*What you need to do*. Give the number of lines below that contain the string "require", and no other text.

Extracted records:
"""
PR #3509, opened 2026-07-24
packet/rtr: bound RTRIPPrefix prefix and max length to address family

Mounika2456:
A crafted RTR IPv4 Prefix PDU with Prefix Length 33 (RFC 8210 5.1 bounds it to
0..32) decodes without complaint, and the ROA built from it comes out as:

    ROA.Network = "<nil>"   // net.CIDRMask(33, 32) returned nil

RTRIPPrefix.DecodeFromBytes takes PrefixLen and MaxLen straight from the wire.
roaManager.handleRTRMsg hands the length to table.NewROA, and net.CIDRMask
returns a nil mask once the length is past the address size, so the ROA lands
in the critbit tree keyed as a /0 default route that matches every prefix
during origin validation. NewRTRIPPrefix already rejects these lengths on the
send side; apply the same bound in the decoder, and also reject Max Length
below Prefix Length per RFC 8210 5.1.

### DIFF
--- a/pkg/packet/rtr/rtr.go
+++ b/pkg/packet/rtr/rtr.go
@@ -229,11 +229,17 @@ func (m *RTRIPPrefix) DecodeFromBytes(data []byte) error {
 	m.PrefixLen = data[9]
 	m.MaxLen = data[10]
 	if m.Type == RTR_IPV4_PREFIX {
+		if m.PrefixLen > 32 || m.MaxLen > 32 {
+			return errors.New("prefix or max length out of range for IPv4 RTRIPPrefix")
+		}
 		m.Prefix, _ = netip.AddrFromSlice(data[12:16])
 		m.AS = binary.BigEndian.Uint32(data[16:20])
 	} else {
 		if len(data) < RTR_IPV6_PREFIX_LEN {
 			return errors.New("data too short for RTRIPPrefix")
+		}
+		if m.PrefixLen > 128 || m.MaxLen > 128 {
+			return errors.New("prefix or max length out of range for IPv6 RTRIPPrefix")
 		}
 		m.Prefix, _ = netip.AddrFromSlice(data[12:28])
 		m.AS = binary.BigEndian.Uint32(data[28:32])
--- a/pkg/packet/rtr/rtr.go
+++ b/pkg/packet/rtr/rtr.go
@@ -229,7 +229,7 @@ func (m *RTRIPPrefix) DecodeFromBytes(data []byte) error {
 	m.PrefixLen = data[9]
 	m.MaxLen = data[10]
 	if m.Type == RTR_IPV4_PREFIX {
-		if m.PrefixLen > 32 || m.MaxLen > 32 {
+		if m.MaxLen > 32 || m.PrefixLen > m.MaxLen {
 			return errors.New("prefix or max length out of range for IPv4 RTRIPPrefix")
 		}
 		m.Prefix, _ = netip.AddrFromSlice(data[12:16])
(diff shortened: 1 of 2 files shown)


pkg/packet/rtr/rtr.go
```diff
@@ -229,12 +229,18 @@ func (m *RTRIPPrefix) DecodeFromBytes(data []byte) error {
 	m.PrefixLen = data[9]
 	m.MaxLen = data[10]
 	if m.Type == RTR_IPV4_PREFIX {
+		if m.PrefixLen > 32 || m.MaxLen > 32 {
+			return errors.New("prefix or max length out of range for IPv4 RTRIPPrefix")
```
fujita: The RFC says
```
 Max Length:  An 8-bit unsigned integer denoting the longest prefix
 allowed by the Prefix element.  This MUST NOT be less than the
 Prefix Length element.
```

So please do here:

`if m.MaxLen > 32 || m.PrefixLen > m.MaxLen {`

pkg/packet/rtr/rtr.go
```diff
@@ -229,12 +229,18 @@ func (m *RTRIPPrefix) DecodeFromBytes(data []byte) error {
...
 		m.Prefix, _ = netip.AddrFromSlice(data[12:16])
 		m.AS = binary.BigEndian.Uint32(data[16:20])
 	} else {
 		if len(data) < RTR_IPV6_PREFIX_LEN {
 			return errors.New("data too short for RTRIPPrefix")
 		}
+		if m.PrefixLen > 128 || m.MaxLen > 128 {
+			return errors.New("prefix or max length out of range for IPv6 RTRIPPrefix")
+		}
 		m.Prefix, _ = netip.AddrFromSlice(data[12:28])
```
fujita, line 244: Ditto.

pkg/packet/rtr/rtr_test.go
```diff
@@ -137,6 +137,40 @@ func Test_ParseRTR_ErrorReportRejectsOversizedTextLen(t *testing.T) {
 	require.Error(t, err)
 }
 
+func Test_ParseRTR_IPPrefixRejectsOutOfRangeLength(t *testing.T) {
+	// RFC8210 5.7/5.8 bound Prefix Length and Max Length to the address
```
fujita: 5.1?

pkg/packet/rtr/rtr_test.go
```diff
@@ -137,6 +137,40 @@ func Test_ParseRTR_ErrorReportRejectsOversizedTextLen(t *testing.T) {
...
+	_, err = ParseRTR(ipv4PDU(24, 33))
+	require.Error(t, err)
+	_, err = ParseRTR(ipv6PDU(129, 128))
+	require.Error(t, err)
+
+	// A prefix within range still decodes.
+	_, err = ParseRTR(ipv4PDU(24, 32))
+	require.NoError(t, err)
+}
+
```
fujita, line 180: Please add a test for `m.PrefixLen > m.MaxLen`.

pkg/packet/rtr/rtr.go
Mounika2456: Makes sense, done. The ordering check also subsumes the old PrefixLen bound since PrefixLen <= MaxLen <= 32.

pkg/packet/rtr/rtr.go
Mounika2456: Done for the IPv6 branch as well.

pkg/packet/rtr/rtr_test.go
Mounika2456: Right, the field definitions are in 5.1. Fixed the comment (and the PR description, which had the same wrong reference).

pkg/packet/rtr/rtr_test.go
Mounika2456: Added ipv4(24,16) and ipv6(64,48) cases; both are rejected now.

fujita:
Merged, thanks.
"""
*Answer for the task*. 4